Hi, I'm trying out Lagrange and geminispace in general. I love the sleek minimalism and snappiness of Lagrange, but then I had a look at the Activity Monitor (on MacOS 10.15)... and Lagrange is using more memory (700mb) than Firefox (500mb), which is crazy. Is this normal? I would expect the 'smolweb' be, well, smol in memory consumption as well.
Dec 14 · 3 days ago · 👍 bsj38381
14 Comments ↓
Lagrange takes very little memory, at least for my windows 11 laptop. Maybe anohter program is running on your MacOS, I'm not sure.
I'm running Lagrange and Brave now on up to date Fedora and it's 93 comparing to 210 mb.
edit. ~~deleted~~
edit 2 19:23. skyjake is right
Assuming completely default settings, Lagrange's memory use on macOS is likely dominated by buffers for drawing the document. For example, if I make the window as small as possible, my memory use goes to ~250 MB, while making it fullscreen (on a 13" Retina screen) it goes to 400 MB. How's your display situation?
The reason for that memory use is hardware-accelerated custom GUI rendering, basically.
Loading a lot of fontpacks also increases memory consumption.
As to the actual content, you can see how much that takes in "about:debug". It should be a few megabytes, depending on your memory cache settings and whether there are images stored in memory.
@skyjake I'm on Android, but it's using 49 megabytes of ram. What could the reason for this be? I only have a couple font packs installed. I guess they could just be large ones, but I still wonder.
@The_Jackal I'm sorry, what is using 49 MB? The entire app or the content cache? In either case that sounds like a very reasonable amount of memory use.
Even though the rendering is done the same way on all platforms, there are still platform-specific differences, I suppose due to how and to what the memory usage is attributed. For example, on Windows, changing the window dimensions has little effect on the reported memory use even though the same sizable draw buffers are allocated, just like on macOS.
my android debug screen shows 5MB with 4 tabs
@skyjake Ah, sorry for not being clear. I meant the app. It shows how much ram bring used was cleared when I closed an app and with no other apps open, it would say 49mb had been cleared when closing Lagrange, even when it had nothing like any other tabs open. That's good to hear if there's nothing wrong though.
Must be a GPU without dedicated memory for those hundreds of megs. On my desktop I get only around 60 in RAM but 400 in dedicated VRAM, with 2558x1415 window.
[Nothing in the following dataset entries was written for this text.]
Issue #5474, opened 2022-07-21
Transition Iowa Now to v3


briand44:
# Story

As an Iowa Now site owner, I would like to transition to SiteNow v3 and create a faculty/staff information hub so that we can share information on the latest SiteNow platform and serve as the go-to resource to for faculty/staff in addition to existing audience.

# Proposed solution

- [x] https://github.com/uiowa/uiowa/issues/5335
- [x] https://github.com/uiowa/uiowa/issues/5283
- [x] https://github.com/uiowa/uiowa/issues/5403
- [x] #5485
- [x] #5524
- [x] #5562 
- [x] #5575
- [x] #5626
- [x] Person content type development to support migrating "Person and Contact" content
    - [x] https://github.com/uiowa/uiowa/issues/5675
    - [x] https://github.com/uiowa/uiowa/issues/5670
- [x] #5821
- [x] #5507
- [x] https://github.com/uiowa/uiowa/issues/3561
- [x] #6025
- [x] #6147
- [x] #6150 
- [x] #5887
- [x] https://github.com/uiowa/uiowa/issues/6093
- [x] https://github.com/uiowa/uiowa/issues/6196
- [x] https://github.com/uiowa/uiowa/issues/6197
- [ ] ~Communication with campus and/or other tasks in regards to https://github.com/uiowa/uiowa/issues/6093~ - Iowa Now folks will handle this communication.
- [x] #6423
- Not planning to launch until Fall so they can shop it around

pyrello:
> Migrate photo galleries as basic pages with image block link to the article using the related content. Maybe use first gallery image as the featured image for teaser references?

I think I have mentioned this before, but I am a fan of the idea of either a) changing the current field_image field on the article content type to allow multiple images or b) adding a new field for additional images. In either case, I would then present the additional images as a thumbnails under the featured image. When clicking the thumbnails, whatever our current lightbox solution is would pop up and show the larger image and controls to view the next image.

It would be very similar to the current experience: https://now.uiowa.edu/2022/07/community-assists-iowa-research-during-bioblitz. Also I think it would be a good addition to the entire platform.

bspeare:
I'd like to see something done within the Articles page for a photo gallery as well.   Doing something like what @pyrello suggests above or turning on layout builder to use the image block seem like they would provide better value/UX.

pyrello:
> Doing something like what @pyrello suggests above or turning on layout builder to use the image block seem like they would provide better value/UX.

[...]

Issue #2691, opened 2020-12-09
Issue with zero duration smart date range field


pyrello:
# Problem
Tracking an issue that was filed at https://www.drupal.org/project/smart_date/issues/3187574

# Steps to reproduce
* Add a Smart Date Range field to a content type
* Set "Allowed durations increments" to just one row with the value of 0.
* Set "Default duration" to 0.
* Save the field settings
* Create a piece of content using the content type

# Proposed solution
Wait for update at the linked issue.

joewhitsitt:
Is this still an issue then @pyrello as it relates to https://github.com/uiowa/uiowa/pull/5014?

pyrello:
I don't think it is framed correctly, but it is tracking an issue that is still open and is actually still an issue. Should we ever decide to adopt smart date for other things, we may need to fix it. Currently it only seems to affect Grad College.

joewhitsitt:
Resolved by https://github.com/uiowa/uiowa/pull/7078

PR #5501, opened 2022-07-29
now.uiowa.edu Article Type site split

cory-skeers:
Relates to the first slice of #5474 

# How to test

`git checkout now-news && git pull`
`blt ds --site=now.uiowa.edu`
`drush @now.local en now_core smart_date`
`drush @now.local cim --source ../config/sites/now.uiowa.edu --partial`
`drush @now.local cim`
`drush @now.local cr`

Try adding some new articles with the various article types. Article Type should be required, defaulting to News Feature.

- `In the News` adds an "Original Publication Date" field
- `Achievement` currently matches the default Article type
- `News Feature` adds an "Embargo Message" field
  - If there is content in the Embargo Message field, the news feature should not be able to be published.


cory-skeers:
Setting back to draft for a couple updates, accounting for using smart_date, hide embargo message field on display, possibly update original publication date display.

bspeare:
@cory-skeers tried this out and got this message at the top of the node add screen: `Notice: Undefined index: #type in Drupal\Core\Form\FormHelper::processStates() (line 211 of core/lib/Drupal/Core/Form/FormHelper.php).`

cory-skeers:
> @cory-skeers tried this out and got this message at the top of the node add screen: `Notice: Undefined index: #type in Drupal\Core\Form\FormHelper::processStates() (line 211 of core/lib/Drupal/Core/Form/FormHelper.php).`

Thanks for the heads up! I think some form config didn't get updated correctly, so then it was trying to apply `#states` to disabled fields. Should be fixed for now, but will need to check for that again after updating the original publication date field.

cory-skeers:
> > @cory-skeers tried this out and got this message at the top of the node add screen: `Notice: Undefined index: #type in Drupal\Core\Form\FormHelper::processStates() (line 211 of core/lib/Drupal/Core/Form/FormHelper.php).`
> 
> Thanks for the heads up! I think some form config didn't get updated correctly, so then it was trying to apply `#states` to disabled fields. Should be fixed for now, but will need to check for that again after updating the original publication date field.

This is still an issue on import. The form display config looks correct on export on initial skim, but on import the new fields are disabled and need to be manually updated.

joewhitsitt:
>This is still an issue on import. The form display config looks correct on export on initial skim, but on import the new fields are disabled and need to be manually updated.

I am not seeing config related to 'core.entity_form_display.node.article.*' in this PR. is this just on your local?

cory-skeers:
> I am not seeing config related to 'core.entity_form_display.node.article.*' in this PR. is this just on your local?

`config_split.patch.core.entity_form_display.node.article.default.yml`? I'd set it up as a partial split, thinking it would only need to adjust weights and add the new fields.

joewhitsitt:
~~right but the resulting config (patch or full) is not present in the PR~~

Update. sry. gosh. my bad.

https://github.com/uiowa/uiowa/pull/5501/files#diff-a18715ef3d4dacfebb5337ca35b0aaca8baa88a3e7c3f8b14eec6ab1f4902fc4

joewhitsitt:
@cory-skeers i made some tweaks and updated the test instructions. had to run cim again after the partial import

cory-skeers:
> @cory-skeers i made some tweaks and updated the test instructions. had to run cim again after the partial import

Thank you @joewhitsitt! Tried it out with your adjustments and worked like a charm.

bspeare:
@cory-skeers is it best practice to have a `.install` file in the module?  I notice some sites have it and some don't.

config/default/core.entity_form_display.node.article.default.yml
```diff
@@ -113,7 +114,9 @@ content:
     type: metatag_firehose
     weight: 6
     region: content
-    settings: {  }
+    settings:
```
bspeare, line 117: What does this new addition add?  Just curious.

cory-skeers:
> @cory-skeers is it best practice to have a `.install` file in the module? I notice some sites have it and some don't.

That's a good question...I tend to include it as a personal practice, but not sure if there is a best practice. I might do some digging around d.o to see if there's a common community practice to follow.

bspeare (approved):
All the testing steps worked for me!

briand44:
> > @cory-skeers is it best practice to have a `.install` file in the module? I notice some sites have it and some don't.
> 
> That's a good question...I tend to include it as a personal practice, but not sure if there is a best practice. I might do some digging around d.o to see if there's a common community practice to follow.

I doubt it's needed unless there is something happening during install but that is just my guess.

config/default/core.entity_form_display.node.article.default.yml
joewhitsitt: this was just a re-export of default. 🤷

joewhitsitt:
@cory-skeers i saw the smart date unset stuff. is that really needed? grad college has a thesis defense date inline widget with duration 0

Screen Shot 2022-08-03 at 3 10 08 PM

I guess we never solved https://github.com/uiowa/uiowa/issues/2691 before adding more implementations...

cory-skeers:
> @cory-skeers i saw the smart date unset stuff. is that really needed? grad college has a thesis defense date inline widget with duration 0
> 
> Screen Shot 2022-08-03 at 3 10 08 PM
> 
> I guess we never solved #2691 before adding more implementations...

It's a little goofy, but the way I went about it for this case where only a date is needed, was to use the date only range widget and hide the end date (and the extra "to" that gets displayed with it). 

image

I don't think it's absolutely necessary, but with the current implementation of smart_date, it seems like a cleaner editor interface without preventing us from switching widgets later.

I'll add a `@todo` that references the issue so it doesn't get lost.

Issue #5505, opened 2022-08-01
SSL certs for uiowa03


bspeare:
# Certs for uiowa03

- *.its.uiowa.edu / its.uiowa.edu
- svp.uiowa.edu
- bijou.uiowa.edu 
- scope.uiowa.edu 
- dancemarathon.uiowa.edu 
- lectures.uiowa.edu 
- offcampus.uiowa.edu
- archaeology.uiowa.edu

bspeare:
I have updated this issue to be a general issue for new certs needed for uiowa03.

briand44:
This is complete

PR #5519, opened 2022-08-02
Feature: 8/2/22 provisions

bspeare:
# How to test


joewhitsitt (approved):
Number of files checks out. All look in order. Will you capture the SSL tasks for these? We've dropped the ball regarding IMU site certs in the past.

bspeare:
Thanks @joewhitsitt!  I updated https://github.com/uiowa/uiowa/issues/5505 with all the SSL stuff.

Issue #4767, opened 2022-02-07
As a site owner, I can have a row of buttons that appears fixed to the bottom of the browser


bspeare:
# Story

As a site owner, I can have a row of buttons that appears fixed to the bottom of the browser when scrolled

As seen on https://viewbook.admissions.uiowa.edu/. 

<img width="1730" alt="Screen Shot 2022-02-07 at 8 29 09 AM" src="https://user-images.githubusercontent.com/1036433/152807179-a57a2b9b-f664-4b61-8960-e3c786257793.png">

# Proposed solution

## First slice
- [x] Blocker: #2873 
- [x] Add a "After content" region to our theme to handle the placement of these region fragments. The exact placement of this is still up for debate so it may change, but we'll move forward with the assumption that this new region will be place in between the end of the content and the Pre-footer region.
- [ ] Add a set of reference fields (one per region that can be overridden) that directly references the region fragment type. We could also potentially allow people to create alternate region fragments inline.
- [x] Update the SiteNow Regions settings page to account for multiple regions.
- [ ] Update the RegionContentBlock class to check if a page is a node and has override fields set and not empty, in which case it would pull the appropriate fragment from the node instead.
- [x] Place an instance of the RegionContentBlock in our new theme region.
- [x] Set up custom onecol layout
- [x] https://github.com/uiowa/uiowa/issues/4622
- [x] Set "Default" as the default container size. 

## Second slice
- [ ] Add a global setting to allow displaying the new region as a fixed area at the bottom of the view port.
- [ ] Implement final design.
- [ ] Optional depending on how the previous slice gets rolled out: Update hook to allow setting the global setting to false for any sites that started adding region fragments to this new area.

<details>
<summary>Original proposed solution</summary>
- [x] Investigate possible solutions for this, documenting the pros/cons of each solution for both the developer and the customer. - completed 06/29/2022
- Create a new button row block that can only be placed in one column sections?
- Allow user to check a box to make the block sticky?
</details>

joewhitsitt:
- Concerns about taxonomy (tag) driven solution for this.
- This doesn't seem like it should fit within the normal layout interface since it is fixed bottom (needs to break out of main content container). Also how to prevent multiple?
- Mobile concerns (disappear, condense, only show first, etc.?)
- We do have a button block in our backlog but not necessarily a button row - https://github.com/uiowa/uiowa/issues/2873
- Probably want to limit the number of buttons, little can do about button text length
[...]

PR #5545, opened 2022-08-05
Admin pre-footer column options

### LINKED ISSUE #4622: Two and three column layouts available in prefooter are broken
# Problem
As pointed out by @bewoldt Admin users are able to add 2 and 3 column layouts to the prefooter, however, none of the section settings or styles are working. 

# Steps to reproduce
Try adding a 2 or 3 column layout to a prefooter and adjust the section container or spacing. 

Screen Shot 2022-01-05 at 11 29 06 AM

# Proposed solution
Fix the layouts so that they work or remove them as an option.

GaryRidgway:
Fixes Admin pre-footer column options, you can now properly use spacing and styles on them.

## To test
Sync sandbox
You cant add any new sections other than one column? Even as an admin?
This means this is working


bspeare:
This works great! Nice that it was just a name change issue. 

I did notice one issue that previously existed. Once an admin adds a two or three column layout, then an editor/webmaster can go and add unlimited two and three column layouts.  Unless we have a permissions workaround for this, I think we should just remove two and three column layouts from the pre-footer region now that we know that this isn't a blocker for https://github.com/uiowa/uiowa/issues/4767.

bspeare:
It looks like there would be no data loss either if we removed the two and three column options.   If an admin had created those layouts they will continue to be able to edit those.

makurj:
Pulling down to test.

makurj (approved):
As an admin, I can add only a one-column section to an existing pre-footer.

I suppose conventional browsers are not so eager with the GPU textures compared to state of the art gamer tech Lagrange GPU powered engine :P That said the way I use them they rarely take up less than 10GB of RAM, and I reutinely restart them when they inevitably push everything else into swap and bring the whole system to its knees.
700MB is insane, I'm getting ~100MB
2558x1415x4=14,478,280... Add a texture with fonts, and it's still better than 40x less than 700MB... even with a few thousand bookmarks and buffered gemini pages.
I would not simply disrespect font textures like that, but yeah I don't see either why screen size should matter that much. I played around resizing the window back and forth like mad, and the VRAM usage kept increasing untill 3Gish (87%ish) amd then the resizing started lagging a bit, so seems like someone somewhere is delaying releasing video memory untill it become unavoidable... I was wondering why dmc5 started lagging recently, makes sense now.
Also the whole point of a GPU is that you don't need a screen buffer...
Okay yeah, I see now from about:debug that Lagrange's total memory usage is a measly 0.371 MB, but according to the OS it's using (or has reserved? I don't know how MacOS memory management works) 181,7MB. This is after freshly launching Lagrange with a few tabs open, all text. I guess my OS is being wonky, then?
Re: GPU discussion, this is an old iMac with a NVIDIA GeForce GTX 660M, 512 MB VRAM. I don't know how to check if Lagrange is using that.
On my Linux box Firefox uses gigabytes. I think latest thinking is that unused memory is wasted memory and it's the coder's privilege and responsibility to come up with some way to use it all up.